# Cost Reduction & Optimisation Tips for Sample Library & Plugin Developers



## pulsedownloader (Jul 13, 2022)

With inflation and recession fears, customers are have less budgets and income is slowing. Here's a number of ways your sample library or plugin company can reduce overheads and run more lean during these times.









Cost Reduction & Optimisation Tips for Sample Library & Plugin Companies - Pulse Downloader


With the current market conditions of excessive inflation, oversaturation of products and recession looming, now more than ever customers are being very careful with their money and beginning to spend less. Across the industry, many companies are seeing reduced customer spending and thus reduced...




pulsedownloader.com





(This article is aimed at sample library / plugin developers so may not be of interest to you if you're not involved in that)


----------



## jbuhler (Jul 13, 2022)

pulsedownloader said:


> With inflation and recession fears, customers are have less budgets and income is slowing. Here's a number of ways your sample library or plugin company can reduce overheads and run more lean during these times.
> 
> 
> 
> ...


Is it true that income is slowing? Or is the same spending just dispersed across more products so income per product is down? Is it down? (I’m not even sure where you’d find industry-wide statistics on sales of VIs and plugins.)


----------



## pulsedownloader (Jul 13, 2022)

We surveyed multiple brands and stores and they confirmed that they have seen a definitive decline in revenue since March when the Ukraine crisis happened (resulting in increased fuel costs) and when inflation figures were published.


----------



## jbuhler (Jul 13, 2022)

pulsedownloader said:


> We surveyed multiple brands and stores and they confirmed that they have seen a definitive decline in revenue since March when the Ukraine crisis happened (resulting in increased fuel costs) and when inflation figures were published.

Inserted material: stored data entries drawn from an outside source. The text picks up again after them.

PR #1883, opened 2017-11-12
Misc fixes in preparation for Flow 56

hawkrives:
This PR is all of the miscellaneous changes I made while in the depths of the React-Native v0.49 / v0.50 upgrade.

- 9fe7e6e Like https://github.com/StoDevX/AAO-React-Native/pull/1881 for CodeClimate, this configures `danger` to not worry about `@flow` annotations in `flow-typed/`
- 3367beb There was a property missing in the `OtherModesType` flow type. I added it. (Flow 56 noticed this.)
- `several` Some of these commits are pulling the state/props types out of components and into external types – Flow 56 changes how you specify Props and State.
- 23fd5d9 / 28e65fd Removal of `_.head` from AlphabetListViews. Turns out that `_.head` expects an array, not a string, so I just switched to accessing `str[0]` instead.
- bff938a Hopefully the last time I need to correct an import of `react-native-communications`
- 3199761 I missed this in https://github.com/StoDevX/AAO-React-Native/pull/1859; this removes the "Open Storybook" button from Settings in dev mode
- e4f2241 / 93294f8267e1763300f3f52172344e8e5e1c57df Optimize the openUrl listeners on iOS, I guess
- 34c6d6a It makes more sense to check if something is an array than to check if it's an object – arrays are objects, but the inverse is not true
- c64fc4d rework the datepicker to pick the platform component at compile time (flow 56 doesn't like the original code)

Interesting! I’ve noticed the increased frequency and depth of sales of course but thought that was likely due to market saturation more than overall spending being down.


----------



## pulsedownloader (Jul 13, 2022)

jbuhler said:


> Interesting! I’ve noticed the increased frequency and depth of sales of course but thought that was likely due to market saturation more than overall spending being down.

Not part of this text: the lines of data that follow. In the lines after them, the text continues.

PR #1903, opened 2017-11-18
Handle getting HTML from BonApp when we expected JSON

### LINKED ISSUE #1884: Handle unexpected HTML when requesting menus from BonApp
I don't know what HTML it's returning, but `JSON Parse error: Unrecognized token '<'` means that we're getting HTML instead of JSON.

We've gotten 233 of these errors in the last week, fwiw, across both wifi and cell connections.

hawkrives:
Closes https://github.com/StoDevX/AAO-React-Native/issues/1884 (or ameliorates it at least)

---

I made two main changes here:

1. I check to see if we're handling the "json parse error unexpected token <" error and special-case it if we are
2. I added [`p-retry`](https://www.npmjs.com/package/p-retry) to do exponential backoff and retry the menu fetch up to three times before giving up – given that we see this error right after network changes, I figure that giving it some more time to reconnect would probably fix this

I also don't report the error to bugsnag/google anymore. We could if we wanted to, I guess. I can't decide if I want to or not.

Screenshot of the new error screen:

screen shot 2017-11-18 at 6 31 29 pm

Edit: I updated the screenshot

### DIFF
--- a/source/views/menus/menu-bonapp.js
+++ b/source/views/menus/menu-bonapp.js
@@ -53,7 +53,7 @@ type Props = TopLevelViewPropsType & {
   name: string,
 }
 type State = {
-  error: ?Error,
+  errormsg: ?string,
   loading: boolean,
   refreshing: boolean,
   now: momentT,
@@ -63,7 +63,7 @@ type State = {
 
 export class BonAppHostedMenu extends React.PureComponent<Props, State> {
   state = {
-    error: null,
+    errormsg: null,
     loading: true,
     refreshing: false,
     now: moment.tz(CENTRAL_TZ),
@@ -95,7 +95,7 @@ export class BonAppHostedMenu extends React.PureComponent<Props, State> {
     } catch (error) {
       tracker.trackException(error.message)
       bugsnag.notify(error)
-      this.setState(() => ({error}))
+      this.setState(() => ({errormsg: error.message}))
     }
 
     this.setState(() => ({cafeMenu, cafeInfo, now: moment.tz(CENTRAL_TZ)}))
@@ -220,8 +220,8 @@ export class BonAppHostedMenu extends React.PureComponent<Props, State> {
       return <LoadingView text={sample(this.props.loadingMessage)} />
     }
 
-    if (this.state.error) {
-      return <NoticeView text={`Error: ${this.state.error.message}`} />
+    if (this.state.errormsg) {
+      return <NoticeView text={`Error: ${this.state.errormsg}`} />
     }
 
     if (!this.state.cafeMenu || !this.state.cafeInfo) {
--- a/source/views/menus/menu-bonapp.js
+++ b/source/views/menus/menu-bonapp.js
@@ -233,12 +233,10 @@ export class BonAppHostedMenu extends React.PureComponent<Props, State> {
     }
 
     if (this.state.errormsg) {
-      let msg = ''
+      let msg = `Error: ${this.state.errormsg}`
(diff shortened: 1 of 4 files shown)


source/views/menus/menu-bonapp.js
```diff
@@ -83,19 +86,28 @@ export class BonAppHostedMenu extends React.PureComponent<Props, State> {
...
-        fetchJsonQuery(bonappMenuBaseUrl, {cafe: props.cafeId}),
-        fetchJsonQuery(bonappCafeBaseUrl, {cafe: props.cafeId}),
+        retry(this.requestMenu(props.cafeId), {retries: 3}),
+        retry(this.requestCafe(props.cafeId), {retries: 3}),
       ])
     } catch (error) {
-      tracker.trackException(error.message)
-      bugsnag.notify(error)
-      this.setState(() => ({error}))
+      if (error.message === "JSON Parse error: Unrecognized token '<'") {
```
drewvolz, line 110: Could there ever be any other type of unrecognized token other than `<` we'd want to check for? Perhaps the comparison could be for "JSON Parse error:"

source/views/menus/menu-bonapp.js
```diff
@@ -83,19 +86,28 @@ export class BonAppHostedMenu extends React.PureComponent<Props, State> {
...
+
   fetchData = async (props: Props) => {
     let cafeMenu: ?MenuInfoType = null
     let cafeInfo: ?CafeInfoType = null
 
     try {
       ;[cafeMenu, cafeInfo] = await Promise.all([
-        fetchJsonQuery(bonappMenuBaseUrl, {cafe: props.cafeId}),
-        fetchJsonQuery(bonappCafeBaseUrl, {cafe: props.cafeId}),
+        retry(this.requestMenu(props.cafeId), {retries: 3}),
```
drewvolz, line 106: Is there a way for us to present a button of sorts to allow them to physically push "retry" instead of expecting them to switch the tab twice?

source/views/menus/menu-bonapp.js
hawkrives: I know what `<` signifies. Other errors I would like to handle separately.

source/views/menus/menu-bonapp.js
hawkrives: … I was thinking they'd just go back to the homescreen.

Anyway. I (a) don't want a button because that's a bigger undertaking than I wanted to do here, and (b) because if we've tried three times and it's still failing, then I think we'll have other problems (the backoff starts at 1000ms).

So I don't think a button would help, and I don't really want to put it in right now. 😸

drewvolz: My beef is that you've instructed them to try again.

source/views/menus/menu-bonapp.js
drewvolz: Ok.

source/views/menus/menu-bonapp.js
hawkrives: Fair. I still don't think that a button is beneficial here, given the error conditions in which I expect this screen to appear.

Perhaps I will come around later. Who knows.

hawkrives: so uh… `NoticeView` supports a button and callback already. I'll … just go use that.

drewvolz: I think that was what I had in mind and was hinting towards 😄

drewvolz (approved):
Nice work!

Yes some companies are taking it to the extreme with 4 emails per day


----------



## Daren Audio (Jul 14, 2022)

The tech sector is laying off and rescinding job offers. And that tends to spill over to other industry sectors as well. That's a not a good sign. 

Nevertheless, great tips for staying lean for any e-commerce business platform (not just sample developers). I used to outsource graphics and video editing but then decided to make them in-house. Re-negotiated my web hosting service (rare but it actually worked).


----------



## Chromofonic (Jul 15, 2022)

I think it is a combination of factors.

The general impact of the Ukraine conflict.
A correctional economic shift after a pandemic.
Saturation of the market (due to aggressive emailing and sales practices).
Fatigue, due to a new breed of concepts, like Pianobook, that raise the threshold between professional and amateur qualities, possibly benefiting companies with big capital at the expense of smaller operations.
These are just personal opinions!


----------



## HybridPunk (Jul 22, 2022)

Great article!


----------



## jbuhler (Jul 22, 2022)

Chromofonic said:


> I think it is a combination of factors.
> 
> The general impact of the Ukraine conflict.
> A correctional economic shift after a pandemic.
> ...


I’m pretty sure the saturation of the market came from the high number of sample libraries being offered for sale, not the marketing or number of emails that have been sent. Indeed the increased marketing is likely a consequence of the saturation more than its cause.


----------



## X-Bassist (Jul 22, 2022)

Another issue may be that there’s so much stuff in the market nowadays that a lot of people like me that have a lot purchased already have stopped regularly purchasing vi’s in favor of hardware upgrades or studio retooling.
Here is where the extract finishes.